I will not be assuming that cognitive modules are innate and anatomically localized. Neural localization and nativism were a part of Fodor’s case for modularity. However, they were much less important in his overall case than informational encapsulation, so I will keep a similar focus here.
See Macpherson (2006) for the discussion of attention-based approaches to the perception of ambiguous figures.
Not all mismatches give rise to experiences of absence. Mismatches in the early stages of visual processing aren’t relevant because they don’t relate the right kinds of states (templates and percepts). Object-level mismatches are relevant and raise two questions. First, object-level mismatches may signal unexpected changes in an object. When do they communicate absences of objects? Second, when absence-communicating mismatches give rise to conscious experiences of absence? Here are some tentative answers. Regarding (1), the expectation set will matter, as will the salience of the missing object (more on this in Farennikova 2013). Regarding (2), a Fodorian reply: we don’t know. Consciousness research points to a key role of working memory and (object-based) attention in generating conscious representations. Presumably, these factors also matter for absences. Agostinelli et al. (1986) change blindness study focuses on the detection of deletions of prominent objects in scenes, but the question has received little attention since.

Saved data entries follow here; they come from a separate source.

PR #15507, opened 2022-04-27
Partially fixes SenseMe app

anr2me:
This will only works for offline music at `PSP/MUSIC`, while the SenseMe channels will need HTTP/HTTPS support to be fully working.

image
image

PS: For some reason the FPS can occasionally dropped below 60, causing the sound to be distorted :(
Edit: i didn't aware i was using IR interpreter, thus getting the occasional FPS drops

### DIFF
--- a/Core/HLE/sceHprm.cpp
+++ b/Core/HLE/sceHprm.cpp
@@ -44,6 +44,16 @@ static u32 sceHprmIsRemoteExist() {
 	return 0;
 }
 
+static u32 sceHprmRegisterCallback() {
+	DEBUG_LOG(HLE, "sceHprmRegisterCallback()");
+	return 0;
+}
+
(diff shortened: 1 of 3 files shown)


Core/HLE/sceHprm.cpp
```diff
@@ -44,6 +44,16 @@ static u32 sceHprmIsRemoteExist() {
 	return 0;
 }
 
+static u32 sceHprmRegisterCallback() {
+	DEBUG_LOG(HLE, "sceHprmRegisterCallback()");
```
hrydgard, line 48: These are unlikely to be called repeatedly, I think we should log these two (and maybe other ones here too) as:

ERROR_LOG(HLE, "UNIMPL %s", __FUNCTION__);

Experiences of disappearances interestingly contrast with search-based experiences of absence. The former seem to be more modular and more obviously perceptual, yet they share in the paradox of absence perception: they manage to express visually that a certain object is no longer present. How do they do that? I hope to address this and related issues in a separate paper on disappearances, and I’d like to thank the anonymous reviewer for raising interesting questions about this phenomenon.

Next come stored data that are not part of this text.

PR #15511, opened 2022-04-30
Detect ISO files from file contents if extensions are wrong.

hrydgard:
On older Android versions (that still support Android Storage Framework), filenames are not always preserved in Content URIs, they can look like `.../msf:342` and things like that. 

So let's identify a few more file types by content if filename identification fails.


unknownbrackets (approved):

hrydgard:
Got a report of a case that this will not handle though, that is one strange path:

image

PR #15516, opened 2022-05-01
Support different image format for atlas

iota97:
Provide the PNG as well in the assets to make it easier to use.

Make the default logic less messy, I don't have a UWP machine to test tho' :/


hrydgard:
Hm, what's the purpose of this? The atlas needs to be generated by the atlas generator anyway, you're not supposed to manually edit it...

iota97:
The idea was to make it easier to edit the atlas without having to compile or use the atlas tools.

Many people are able to edit a PNG, but having to mess with compilers and scripts might turn off someone.

If you think it's better to always regenerate the atlas feel free to close this ofc :)

hrydgard:
The issue is that such direct edits will become a maintenance nightmare when the atlases change... things can get shuffled around quite a bit. 

Have been previously leaning towards building the atlas at runtime from small pngs for non-font atlases, although the reduced I/O performance on modern Android kind of probably made that a bad idea :(

iota97:
I see :/

PR #15520, opened 2022-05-02
libkirk: Set Segher Boessenkool's original copyright notice

Linblow:
Segher Boessenkool (@segher) is the original author of libkirk's `ec.c` and `bn.c` files, which are originally for the Wii K-233.
Those files were used, and modified for KIRK.
After contacting him, I learnt his original copyright notice was somehow altered (probably years ago). 
This small PR restores his original copyright notice.


hrydgard:
Not sure how that happened, but yeah let's get it fixed.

Experiences of absence do not always express failure of prediction. Sometimes we see absences we expect to see. For instance, a jogger can come to expect to see no people on a track at 5 AM. Each morning, her prediction is confirmed. But confirmation shouldn’t be equated with conformity. The streets won’t look empty to the jogger because she wishes for them to be empty. Experiences of expected absences aren’t essentially a product of a confirmation bias.
You could try to get yourself into a position in which the detection process becomes spontaneous. For instance, you could manipulate your perceptual system to get interested in checking whether there is a zebra in your office (perhaps by imagining zebras inside various offices).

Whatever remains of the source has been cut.